PR #28, opened 2018-07-03
EVA-1218 Store SubSNP information in accessioning service

jmmut:


eva-accession-core/src/main/java/uk/ac/ebi/eva/accession/core/persistence/SubmittedVariantEntity.java
```diff
@@ -47,22 +48,31 @@
...
+    @Indexed
+    @Field("rs")
+    private Long clusteredVariant;
+
     @Field("evidence")
     private boolean supportedByEvidence;
 
-    SubmittedVariantEntity() {
+    @Field("matchAsm")
+    private Boolean matchesAssembly;
```
jmmut: alternatively, we can move this field to ImportedSubmittedVariantEntity only and fill the getter in this class as:
```
    @Override
    public Boolean getMatchesAssembly() {
        return null;
    }
```
and continue assuming in other places that null means true

eva-accession-import/pom.xml
```diff
@@ -22,6 +22,10 @@
             <artifactId>eva-accession-core</artifactId>
             <version>0.1</version>
         </dependency>
+        <dependency>
+            <groupId>com.github.fakemongo</groupId>
+            <artifactId>fongo</artifactId>
+        </dependency>
```
cyenyxe: Given that Fongo already causes issues during testing and we are using a real Mongo database in other tests, do we really want to keep it for some particular classes?

eva-accession-import/src/test/java/uk/ac/ebi/eva/accession/dbsnp/io/ImportedSubmittedVariantWriterTest.java
```diff
@@ -0,0 +1,159 @@
...
+import java.util.Arrays;
+import java.util.Collections;
+import java.util.List;
+import java.util.function.Function;
+
+import static org.junit.Assert.assertEquals;
+
+@RunWith(SpringRunner.class)
+@ContextConfiguration(classes = {MongoConfiguration.class, MongoTestConfiguration.class})
+public class ImportedSubmittedVariantWriterTest {
```
cyenyxe: This differs from the way tests were written [for the accessioning pipeline](https://github.com/EBIvariation/eva-accession/blob/master/eva-accession-pipeline/src/test/java/uk/ac/ebi/eva/accession/pipeline/io/AccessionWriterTest.java).

eva-accession-import/src/test/java/uk/ac/ebi/eva/accession/dbsnp/io/ImportedSubmittedVariantWriterTest.java
```diff
@@ -0,0 +1,159 @@
...
+                                                                      START_1, "reference", "alternate",
+                                                                      CLUSTERED_VARIANT, false, MATCHES_ASSEMBLY);
+        ImportedSubmittedVariantEntity variant = new ImportedSubmittedVariantEntity(
+                EXPECTED_ACCESSION, hashingFunction.apply(submittedVariant), submittedVariant);
+
+        thrown.expect(RuntimeException.class);
+        importedSubmittedVariantWriter.write(Arrays.asList(variant, variant));
+    }
+
+    private void assertVariantEquals(ISubmittedVariant expectedvariant, ISubmittedVariant actualVariant) {
```
cyenyxe: Implement `equals` and `hashCode` in the corresponding classes following [this model](https://github.com/EBIvariation/eva-accession/blob/master/eva-accession-core/src/main/java/uk/ac/ebi/eva/accession/core/SubmittedVariant.java), then include the extra fields to this method if you want to. But don't compare every single field and leave the classes with no `equals` method!

eva-accession-pipeline/src/test/java/uk/ac/ebi/eva/accession/pipeline/io/AccessionWriterTest.java
```diff
@@ -127,16 +131,20 @@ private void assertVariantEquals(ISubmittedVariant expectedvariant, ISubmittedVa
         assertEquals(expectedvariant.getStart(), actualVariant.getStart());
         assertEquals(expectedvariant.getReferenceAllele(), actualVariant.getReferenceAllele());
         assertEquals(expectedvariant.getAlternateAllele(), actualVariant.getAlternateAllele());
+        assertEquals(expectedvariant.getClusteredVariant(), actualVariant.getClusteredVariant());
         assertEquals(expectedvariant.isSupportedByEvidence(), actualVariant.isSupportedByEvidence());
+        assertEquals(expectedvariant.getMatchesAssembly(), actualVariant.getMatchesAssembly());
     }
```
cyenyxe: Same comment regarding the `equals` method as in `ImportedSubmittedVariantWriterTest.java`.

eva-accession-core/src/main/java/uk/ac/ebi/eva/accession/core/persistence/SubmittedVariantEntity.java
jmmut: you mean "store it only when it **doesn't** match the assembly" right?

eva-accession-import/src/main/java/uk/ac/ebi/eva/accession/dbsnp/persistence/ImportedSubmittedVariantEntity.java
```diff
@@ -0,0 +1,39 @@
...
+ * WITHOUT WARRANTIES OR CONDITIONS OF ANY KIND, either express or implied.
+ * See the License for the specific language governing permissions and
+ * limitations under the License.
+ */
+package uk.ac.ebi.eva.accession.dbsnp.persistence;
+
+import uk.ac.ebi.eva.accession.core.ISubmittedVariant;
+import uk.ac.ebi.eva.accession.core.persistence.SubmittedVariantEntity;
+
+public class ImportedSubmittedVariantEntity extends SubmittedVariantEntity {
```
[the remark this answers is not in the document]
jmmut: +1 to DbsnpSubmittedVariantEntity

eva-accession-import/pom.xml
jmmut: given that it's not that important for this module, let's not hurry and see if the fixed fongo gets deployed https://github.com/fakemongo/fongo/issues/343#issuecomment-402500418

eva-accession-core/src/main/java/uk/ac/ebi/eva/accession/core/persistence/SubmittedVariantEntity.java
jmmut: checked. it's not writtten, as we intend.

eva-accession-import/src/test/java/uk/ac/ebi/eva/accession/dbsnp/io/ImportedSubmittedVariantWriterTest.java
jmmut: then I'm going to use the SummaryFunction to not replicate the selection of identifying fields

cyenyxe: Even if you use the summary function here, please still implement `equals` and `hashCode` methods in the corresponding classes. Those do not use the identifying fields like the summary function, but are pure equivalence functions.

eva-accession-core/src/main/java/uk/ac/ebi/eva/accession/core/persistence/SubmittedVariantEntity.java
cyenyxe: > you mean "store it only when it doesn't match the assembly" right?

I was thinking only about the dbSNP variants, but given that all the EVA variants should match it, then you're right it's better to store it only when it doesn't match. Same for the alleles mismatch then.

The 'validated' flag is the only one that would be inconsistent, representing a positive instead of a negative trait, but again the number of validated ones is much lower so it makes sense in terms of storage optimization.

eva-accession-import/pom.xml
cyenyxe: I didn't know someone had recently addressed the issue, I'm fine with waiting then.

eva-accession-core/src/main/java/uk/ac/ebi/eva/accession/core/persistence/SubmittedVariantEntity.java
pabarcgar: I agree with storing just the flags that are less usual (matchAssembly=false, validated=true ...)

andresfsilva: I agree, storing the less common ones would be a better option in order to optimise

eva-accession-core/src/test/java/uk/ac/ebi/eva/accession/core/summary/SubmittedVariantSummaryFunctionTest.java
```diff
@@ -39,20 +42,24 @@
 
     private static final String ALT_T = "T";
 
+    private static final Long CLUSTERED_VARIANT = null;
```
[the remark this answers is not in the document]
pabarcgar: well, thinking twice, I guess this is going to be done in separate tickets and PRs, so there is no need to do this now.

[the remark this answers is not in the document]
jmmut: No, I changed it in DbsnpSubmittedVariantSummaryFunctionTest but missed it in SubmittedVariantSummaryFunctionTest

eva-accession-core/src/main/java/uk/ac/ebi/eva/accession/core/persistence/SubmittedVariantEntity.java
jmmut: ok, so applying to every flag the rule of not writing for the most common value, this are the defaults (used if the flag is missing):
- supportedByEvidence true 
- matchesAssembly true
- allelesMatch true
- validated false

although the first one won't be usually true for dbsnp, but will be for eva. I wouldn't support different defaults depending of eva or dbsnp because it might require more engineering to avoid confusion.

cyenyxe: I agree with these defaults.

pabarcgar: 👍

eva-accession-core/src/test/java/uk/ac/ebi/eva/accession/core/summary/DbsnpSubmittedVariantSummaryFunctionTest.java
```diff
@@ -160,11 +179,12 @@ public void sameSummaryWhenClusteredVariantDiffers() {
...
         ISubmittedVariant submittedVariant1 =
                 new SubmittedVariant(ASSEMBLY_ACCESSION, TAXONOMY_ACCESSION, PROJECT_ACCESSION, CONTIG, START,
-                                     REF_A, ALT_T, CLUSTERED_VARIANT, SUPPORTED_BY_EVIDENCE, MATCHES_ASSEMBLY);
+                                     REF_A, ALT_T, CLUSTERED_VARIANT, SUPPORTED_BY_EVIDENCE, MATCHES_ASSEMBLY,
+                                     ALLELES_MATCH, VALIDATED);
 
         ISubmittedVariant submittedVariant2 =
                 new SubmittedVariant(ASSEMBLY_ACCESSION, TAXONOMY_ACCESSION, PROJECT_ACCESSION, CONTIG, START,
-                                     REF_A, ALT_T, CLUSTERED_VARIANT, false, MATCHES_ASSEMBLY);
+                                     REF_A, ALT_T, CLUSTERED_VARIANT, false, MATCHES_ASSEMBLY, ALLELES_MATCH, VALIDATED);
```
cyenyxe: Judging by the rest of declarations, it looks like this one goes over the 120 characters?

eva-accession-core/src/test/java/uk/ac/ebi/eva/accession/core/summary/SubmittedVariantSummaryFunctionTest.java
```diff
@@ -134,26 +149,88 @@ public void differentSummaryWhenReferenceDiffers() {
...
     public void sameSummaryWhenSupportedByEvidenceDiffers() {
         ISubmittedVariant submittedVariant1 =
                 new SubmittedVariant(ASSEMBLY_ACCESSION, TAXONOMY_ACCESSION, PROJECT_ACCESSION, CONTIG, START,
-                                     REF_A, ALT_T, CLUSTERED_VARIANT, SUPPORTED_BY_EVIDENCE, MATCHES_ASSEMBLY);
+                                     REF_A, ALT_T, CLUSTERED_VARIANT, SUPPORTED_BY_EVIDENCE, MATCHES_ASSEMBLY,
+                                     ALLELES_MATCH, VALIDATED);
+
+        ISubmittedVariant submittedVariant2 =
+                new SubmittedVariant(ASSEMBLY_ACCESSION, TAXONOMY_ACCESSION, PROJECT_ACCESSION, CONTIG, START,
+                                     REF_A, ALT_T, CLUSTERED_VARIANT, false, MATCHES_ASSEMBLY, ALLELES_MATCH, VALIDATED);
```
cyenyxe: Add line break to avoid going over 120 characters.

eva-accession-pipeline/src/test/java/uk/ac/ebi/eva/accession/pipeline/io/AccessionReportWriterTest.java
```diff
@@ -121,46 +128,39 @@ public static String getFirstVariantLine(File output) throws IOException {
...
     @Test
     public void writeInsertionWithAccession() throws IOException {
-        SubmittedVariant variant = new SubmittedVariant("accession", TAXONOMY, "project", CONTIG_1, START_1, "",
-                                                        ALTERNATE, CLUSTERED_VARIANT, false, MATCHES_ASSEMBLY);
+        writeIndeWithAccession("", ALTERNATE, CONTEXT_BASE, CONTEXT_BASE + ALTERNATE);
+    }
 
-        AccessionWrapper<ISubmittedVariant, String, Long> accessionWrapper =
-                new AccessionWrapper<ISubmittedVariant, String, Long>(ACCESSION, "1", variant);
+    private void writeIndeWithAccession(String reference, String alternate, String denormalizedReference,
```
cyenyxe: `writeIndelWithAccessionHelper` (to fix typo and differentiate more from the actual test methods)

eva-accession-core/src/main/java/uk/ac/ebi/eva/accession/core/persistence/SubmittedVariantEntity.java
```diff
@@ -81,9 +86,35 @@ public SubmittedVariantEntity(Long accession, String hashedMessage, String assem
...
-        this.supportedByEvidence = isSupportedByEvidence;
-        this.matchesAssembly = matchesAssembly;
+        this.clusteredVariantAccession = clusteredVariantAccession;
+        this.supportedByEvidence = supportedByEvidence == getDefaultSupportedByEvidence() ? null : supportedByEvidence;
+        this.matchesAssembly = matchesAssembly == getDefaultMatchesAssembly() ? null : matchesAssembly;
+        this.allelesMatch = allelesMatch == getDefaultAllelesMatch()? null : allelesMatch;
+        this.validated = validated == getDefaultValidated() ? null : validated;
+    }
+
+    public ISubmittedVariant toISubmittedVariant() {
```
cyenyxe: Implement new tests to check this method.

eva-accession-ws/src/test/java/uk/ac/ebi/eva/accession/ws/SubmittedVariantsRestControllerTest.java
```diff
@@ -58,28 +63,43 @@
...
     public void testGetVariantsRestApi() throws AccessionCouldNotBeGeneratedException {
-        List<AccessionResponseDTO> generatedAccessions = basicRestController.generateAccessions(
-                getListOfVariantMessages());
+        List<AccessionResponseDTO<SubmittedVariantDTO, ISubmittedVariant, String, Long>> generatedAccessions =
+                basicRestController.generateAccessions(getListOfVariantMessages());
         assertEquals(2, generatedAccessions.size());
         String accessions = generatedAccessions.stream().map(acc -> acc.getAccession().toString()).collect(
                 Collectors.joining(","));
         String getVariantsUrl = URL + accessions;
         ResponseEntity<List> getVariantsResponse = testRestTemplate.getForEntity(getVariantsUrl, List.class);
```
cyenyxe: If you declare this as `ResponseEntity<List<SubmittedVariantDTO>>` will ensure type safety and simplify the parsing, because you can access the objects instead of maps.

eva-accession-core/src/main/java/uk/ac/ebi/eva/accession/core/ISubmittedVariant.java
```diff
@@ -41,14 +41,110 @@
...
+
+    /**
+     * @return True if the variant was curated manually, and not only detected by computational methods.
+     * see https://www.ncbi.nlm.nih.gov/books/NBK21088/table/ch5.ch5_t4/?report=objectonly
+     */
+    Boolean getValidated();
+
     LocalDateTime getCreatedDate();
+
+    static boolean equals(ISubmittedVariant first, ISubmittedVariant second) {
```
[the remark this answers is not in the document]
jmmut: agreed offline to 1) extract the method to another class so it's not confused as an overriding `default equals` method and 2) remove the DTO child and add a copy constructor in SubmittedVariant so that only there an autogenerated equals is needed.

eva-accession-core/src/main/java/uk/ac/ebi/eva/accession/core/persistence/SubmittedVariantInactiveEntity.java
```diff
@@ -52,7 +53,7 @@
     private Boolean supportedByEvidence;
 
     @Field("matchAsm")
```
cyenyxe: `asmMatch`

eva-accession-core/src/main/java/uk/ac/ebi/eva/accession/core/utils/ISubmittedVariantComparator.java
```diff
@@ -0,0 +1,106 @@
...
+        if (!first.getAlternateAllele().equals(second.getAlternateAllele())) {
+            return false;
+        }
+        if (first.getClusteredVariantAccession() != null ? !first.getClusteredVariantAccession().equals(
+                second.getClusteredVariantAccession()) : second.getClusteredVariantAccession() != null) {
+            return false;
+        }
+        if (first.isSupportedByEvidence() != null ? !first.isSupportedByEvidence().equals(
+                second.isSupportedByEvidence()) : second.isSupportedByEvidence() != null) {
+
```
cyenyxe: Remove this blank line and another one below.

eva-accession-core/src/main/java/uk/ac/ebi/eva/accession/core/persistence/SubmittedVariantInactiveEntity.java
```diff
@@ -18,30 +18,48 @@
...
+    @Field("asm")
     private String assemblyAccession;
 
+    @Field("tax")
     private int taxonomyAccession;
 
+    @Field("study")
     private String projectAccession;
 
     private String contig;
```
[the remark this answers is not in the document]
pabarcgar: I did this comment because I thought those fields were not being stored because they didn't have "@Field" annotation.  They are stored so this comment can be safely ignored.

eva-accession-core/src/main/java/uk/ac/ebi/eva/accession/core/persistence/SubmittedVariantEntity.java
```diff
@@ -71,7 +96,20 @@ public SubmittedVariantEntity(Long accession, String hashedMessage, String assem
...
+        this.clusteredVariantAccession = clusteredVariantAccession;
+        this.supportedByEvidence =
+                Objects.equals(supportedByEvidence, DEFAULT_SUPPORTED_BY_EVIDENCE) ? null : supportedByEvidence;
+        this.assemblyMatch = Objects.equals(assemblyMatch, DEFAULT_ASSEMBLY_MATCH) ? null : assemblyMatch;
+        this.allelesMatch = Objects.equals(allelesMatch, DEFAULT_ALLELES_MATCH) ? null : allelesMatch;
+        this.validated = Objects.equals(validated, DEFAULT_VALIDATED) ? null : validated;
+    }
+
+    public ISubmittedVariant getModel() {
+        this.supportedByEvidence = supportedByEvidence == null ? DEFAULT_SUPPORTED_BY_EVIDENCE : supportedByEvidence;
```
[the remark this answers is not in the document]
jmmut: will do in another PR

Exercise description – For this exercise, output exactly the lines above from the line with "jmmut: then I'm" to the line with "- validated false", counting both, and leave out the rest.

Reply –
jmmut: then I'm going to use the SummaryFunction to not replicate the selection of identifying fields

cyenyxe: Even if you use the summary function here, please still implement `equals` and `hashCode` methods in the corresponding classes. Those do not use the identifying fields like the summary function, but are pure equivalence functions.

eva-accession-core/src/main/java/uk/ac/ebi/eva/accession/core/persistence/SubmittedVariantEntity.java
cyenyxe: > you mean "store it only when it doesn't match the assembly" right?

I was thinking only about the dbSNP variants, but given that all the EVA variants should match it, then you're right it's better to store it only when it doesn't match. Same for the alleles mismatch then.

The 'validated' flag is the only one that would be inconsistent, representing a positive instead of a negative trait, but again the number of validated ones is much lower so it makes sense in terms of storage optimization.

eva-accession-import/pom.xml
cyenyxe: I didn't know someone had recently addressed the issue, I'm fine with waiting then.

eva-accession-core/src/main/java/uk/ac/ebi/eva/accession/core/persistence/SubmittedVariantEntity.java
pabarcgar: I agree with storing just the flags that are less usual (matchAssembly=false, validated=true ...)

andresfsilva: I agree, storing the less common ones would be a better option in order to optimise

eva-accession-core/src/test/java/uk/ac/ebi/eva/accession/core/summary/SubmittedVariantSummaryFunctionTest.java
```diff
@@ -39,20 +42,24 @@
 
     private static final String ALT_T = "T";
 
+    private static final Long CLUSTERED_VARIANT = null;
```
[the remark this answers is not in the document]
pabarcgar: well, thinking twice, I guess this is going to be done in separate tickets and PRs, so there is no need to do this now.

[the remark this answers is not in the document]
jmmut: No, I changed it in DbsnpSubmittedVariantSummaryFunctionTest but missed it in SubmittedVariantSummaryFunctionTest

eva-accession-core/src/main/java/uk/ac/ebi/eva/accession/core/persistence/SubmittedVariantEntity.java
jmmut: ok, so applying to every flag the rule of not writing for the most common value, this are the defaults (used if the flag is missing):
- supportedByEvidence true 
- matchesAssembly true
- allelesMatch true
- validated false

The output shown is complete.